== PROBLEM DETAILS ==
Each line of the data needs to be transcribed exactly.

== RECORDS ==
#####

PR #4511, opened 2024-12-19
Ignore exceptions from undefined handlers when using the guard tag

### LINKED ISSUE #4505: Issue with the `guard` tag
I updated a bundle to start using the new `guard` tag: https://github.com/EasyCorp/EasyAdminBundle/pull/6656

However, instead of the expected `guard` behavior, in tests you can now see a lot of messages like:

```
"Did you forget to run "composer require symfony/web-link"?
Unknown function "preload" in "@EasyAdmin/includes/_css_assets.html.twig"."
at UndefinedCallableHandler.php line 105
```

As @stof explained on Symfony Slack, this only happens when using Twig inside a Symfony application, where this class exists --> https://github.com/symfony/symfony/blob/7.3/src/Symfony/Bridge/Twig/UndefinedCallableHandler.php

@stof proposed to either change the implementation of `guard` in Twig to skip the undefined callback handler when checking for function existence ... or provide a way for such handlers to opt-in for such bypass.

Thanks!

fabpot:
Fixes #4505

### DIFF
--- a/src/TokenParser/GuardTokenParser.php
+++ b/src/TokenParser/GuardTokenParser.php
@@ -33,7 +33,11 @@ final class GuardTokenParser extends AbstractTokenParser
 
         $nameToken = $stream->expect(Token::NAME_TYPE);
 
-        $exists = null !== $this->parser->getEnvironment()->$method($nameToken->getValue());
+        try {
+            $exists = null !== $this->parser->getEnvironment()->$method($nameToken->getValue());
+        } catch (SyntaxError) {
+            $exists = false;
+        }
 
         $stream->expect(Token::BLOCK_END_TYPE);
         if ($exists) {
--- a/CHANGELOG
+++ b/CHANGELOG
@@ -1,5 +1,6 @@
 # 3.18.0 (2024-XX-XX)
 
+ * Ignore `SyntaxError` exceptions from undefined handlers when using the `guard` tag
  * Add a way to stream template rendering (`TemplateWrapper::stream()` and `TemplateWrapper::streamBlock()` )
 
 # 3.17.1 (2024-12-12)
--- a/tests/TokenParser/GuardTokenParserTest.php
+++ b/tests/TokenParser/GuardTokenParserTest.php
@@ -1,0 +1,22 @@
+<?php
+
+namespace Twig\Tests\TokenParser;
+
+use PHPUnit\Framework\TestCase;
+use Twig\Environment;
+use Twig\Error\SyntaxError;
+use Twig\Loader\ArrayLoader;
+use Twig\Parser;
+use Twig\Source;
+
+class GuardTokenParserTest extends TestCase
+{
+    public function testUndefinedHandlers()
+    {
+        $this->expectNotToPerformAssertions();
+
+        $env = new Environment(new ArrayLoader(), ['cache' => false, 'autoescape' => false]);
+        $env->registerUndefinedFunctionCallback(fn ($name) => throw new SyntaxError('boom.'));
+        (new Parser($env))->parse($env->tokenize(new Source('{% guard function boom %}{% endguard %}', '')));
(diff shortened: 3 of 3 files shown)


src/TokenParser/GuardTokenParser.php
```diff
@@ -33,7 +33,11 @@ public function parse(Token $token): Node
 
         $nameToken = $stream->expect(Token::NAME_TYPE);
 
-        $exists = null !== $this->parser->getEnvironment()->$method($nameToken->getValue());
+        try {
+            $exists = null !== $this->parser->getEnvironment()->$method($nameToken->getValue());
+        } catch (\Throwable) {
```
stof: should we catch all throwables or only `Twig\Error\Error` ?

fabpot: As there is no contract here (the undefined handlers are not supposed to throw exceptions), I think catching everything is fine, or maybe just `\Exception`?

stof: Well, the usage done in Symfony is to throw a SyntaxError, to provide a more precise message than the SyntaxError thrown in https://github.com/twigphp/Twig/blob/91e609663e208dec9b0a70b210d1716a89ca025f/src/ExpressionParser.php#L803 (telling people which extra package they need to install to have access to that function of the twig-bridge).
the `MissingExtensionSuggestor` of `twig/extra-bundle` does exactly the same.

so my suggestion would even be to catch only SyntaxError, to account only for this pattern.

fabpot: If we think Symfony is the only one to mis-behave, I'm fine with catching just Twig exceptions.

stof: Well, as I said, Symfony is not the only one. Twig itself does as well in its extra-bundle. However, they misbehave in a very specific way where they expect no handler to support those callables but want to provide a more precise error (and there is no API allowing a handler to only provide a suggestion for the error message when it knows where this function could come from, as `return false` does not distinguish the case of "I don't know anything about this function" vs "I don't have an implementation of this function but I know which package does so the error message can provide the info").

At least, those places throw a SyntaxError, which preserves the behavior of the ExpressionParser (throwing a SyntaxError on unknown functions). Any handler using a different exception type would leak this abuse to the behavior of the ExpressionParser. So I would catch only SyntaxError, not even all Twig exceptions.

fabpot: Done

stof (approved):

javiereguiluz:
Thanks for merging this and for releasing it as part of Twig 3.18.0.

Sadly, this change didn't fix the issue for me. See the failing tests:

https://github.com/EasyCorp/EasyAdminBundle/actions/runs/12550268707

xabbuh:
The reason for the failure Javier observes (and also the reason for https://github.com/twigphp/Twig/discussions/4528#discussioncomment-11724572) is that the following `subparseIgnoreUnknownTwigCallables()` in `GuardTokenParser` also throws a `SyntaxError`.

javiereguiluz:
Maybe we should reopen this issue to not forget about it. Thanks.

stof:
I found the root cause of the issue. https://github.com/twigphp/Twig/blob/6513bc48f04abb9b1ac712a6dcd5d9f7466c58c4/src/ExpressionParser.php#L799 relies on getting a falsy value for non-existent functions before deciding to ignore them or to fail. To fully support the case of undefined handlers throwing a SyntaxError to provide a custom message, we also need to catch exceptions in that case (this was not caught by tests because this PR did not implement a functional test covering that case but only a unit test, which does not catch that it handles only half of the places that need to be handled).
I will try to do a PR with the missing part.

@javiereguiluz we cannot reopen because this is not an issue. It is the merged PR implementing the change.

#####

== WRITTEN RESPONSE ==
PR #4511, opened 2024-12-19
Ignore exceptions from undefined handlers when using the guard tag

### LINKED ISSUE #4505: Issue with the `guard` tag
I updated a bundle to start using the new `guard` tag: https://github.com/EasyCorp/EasyAdminBundle/pull/6656

However, instead of the expected `guard` behavior, in tests you can now see a lot of messages like:

```
"Did you forget to run "composer require symfony/web-link"?
Unknown function "preload" in "@EasyAdmin/includes/_css_assets.html.twig"."
at UndefinedCallableHandler.php line 105
```

As @stof explained on Symfony Slack, this only happens when using Twig inside a Symfony application, where this class exists --> https://github.com/symfony/symfony/blob/7.3/src/Symfony/Bridge/Twig/UndefinedCallableHandler.php

@stof proposed to either change the implementation of `guard` in Twig to skip the undefined callback handler when checking for function existence ... or provide a way for such handlers to opt-in for such bypass.

Thanks!

fabpot:
Fixes #4505

### DIFF
--- a/src/TokenParser/GuardTokenParser.php
+++ b/src/TokenParser/GuardTokenParser.php
@@ -33,7 +33,11 @@ final class GuardTokenParser extends AbstractTokenParser
 
         $nameToken = $stream->expect(Token::NAME_TYPE);
 
-        $exists = null !== $this->parser->getEnvironment()->$method($nameToken->getValue());
+        try {
+            $exists = null !== $this->parser->getEnvironment()->$method($nameToken->getValue());
+        } catch (SyntaxError) {
+            $exists = false;
+        }
 
         $stream->expect(Token::BLOCK_END_TYPE);
         if ($exists) {
--- a/CHANGELOG
+++ b/CHANGELOG
@@ -1,5 +1,6 @@
 # 3.18.0 (2024-XX-XX)
 
+ * Ignore `SyntaxError` exceptions from undefined handlers when using the `guard` tag
  * Add a way to stream template rendering (`TemplateWrapper::stream()` and `TemplateWrapper::streamBlock()` )
 
 # 3.17.1 (2024-12-12)
--- a/tests/TokenParser/GuardTokenParserTest.php
+++ b/tests/TokenParser/GuardTokenParserTest.php
@@ -1,0 +1,22 @@
+<?php
+
+namespace Twig\Tests\TokenParser;
+
+use PHPUnit\Framework\TestCase;
+use Twig\Environment;
+use Twig\Error\SyntaxError;
+use Twig\Loader\ArrayLoader;
+use Twig\Parser;
+use Twig\Source;
+
+class GuardTokenParserTest extends TestCase
+{
+    public function testUndefinedHandlers()
+    {
+        $this->expectNotToPerformAssertions();
+
+        $env = new Environment(new ArrayLoader(), ['cache' => false, 'autoescape' => false]);
+        $env->registerUndefinedFunctionCallback(fn ($name) => throw new SyntaxError('boom.'));
+        (new Parser($env))->parse($env->tokenize(new Source('{% guard function boom %}{% endguard %}', '')));
(diff shortened: 3 of 3 files shown)


src/TokenParser/GuardTokenParser.php
```diff
@@ -33,7 +33,11 @@ public function parse(Token $token): Node
 
         $nameToken = $stream->expect(Token::NAME_TYPE);
 
-        $exists = null !== $this->parser->getEnvironment()->$method($nameToken->getValue());
+        try {
+            $exists = null !== $this->parser->getEnvironment()->$method($nameToken->getValue());
+        } catch (\Throwable) {
```
stof: should we catch all throwables or only `Twig\Error\Error` ?

fabpot: As there is no contract here (the undefined handlers are not supposed to throw exceptions), I think catching everything is fine, or maybe just `\Exception`?

stof: Well, the usage done in Symfony is to throw a SyntaxError, to provide a more precise message than the SyntaxError thrown in https://github.com/twigphp/Twig/blob/91e609663e208dec9b0a70b210d1716a89ca025f/src/ExpressionParser.php#L803 (telling people which extra package they need to install to have access to that function of the twig-bridge).
the `MissingExtensionSuggestor` of `twig/extra-bundle` does exactly the same.

so my suggestion would even be to catch only SyntaxError, to account only for this pattern.

fabpot: If we think Symfony is the only one to mis-behave, I'm fine with catching just Twig exceptions.

stof: Well, as I said, Symfony is not the only one. Twig itself does as well in its extra-bundle. However, they misbehave in a very specific way where they expect no handler to support those callables but want to provide a more precise error (and there is no API allowing a handler to only provide a suggestion for the error message when it knows where this function could come from, as `return false` does not distinguish the case of "I don't know anything about this function" vs "I don't have an implementation of this function but I know which package does so the error message can provide the info").

At least, those places throw a SyntaxError, which preserves the behavior of the ExpressionParser (throwing a SyntaxError on unknown functions). Any handler using a different exception type would leak this abuse to the behavior of the ExpressionParser. So I would catch only SyntaxError, not even all Twig exceptions.

fabpot: Done

stof (approved):

javiereguiluz:
Thanks for merging this and for releasing it as part of Twig 3.18.0.

Sadly, this change didn't fix the issue for me. See the failing tests:

https://github.com/EasyCorp/EasyAdminBundle/actions/runs/12550268707

xabbuh:
The reason for the failure Javier observes (and also the reason for https://github.com/twigphp/Twig/discussions/4528#discussioncomment-11724572) is that the following `subparseIgnoreUnknownTwigCallables()` in `GuardTokenParser` also throws a `SyntaxError`.

javiereguiluz:
Maybe we should reopen this issue to not forget about it. Thanks.

stof:
I found the root cause of the issue. https://github.com/twigphp/Twig/blob/6513bc48f04abb9b1ac712a6dcd5d9f7466c58c4/src/ExpressionParser.php#L799 relies on getting a falsy value for non-existent functions before deciding to ignore them or to fail. To fully support the case of undefined handlers throwing a SyntaxError to provide a custom message, we also need to catch exceptions in that case (this was not caught by tests because this PR did not implement a functional test covering that case but only a unit test, which does not catch that it handles only half of the places that need to be handled).
I will try to do a PR with the missing part.

@javiereguiluz we cannot reopen because this is not an issue. It is the merged PR implementing the change.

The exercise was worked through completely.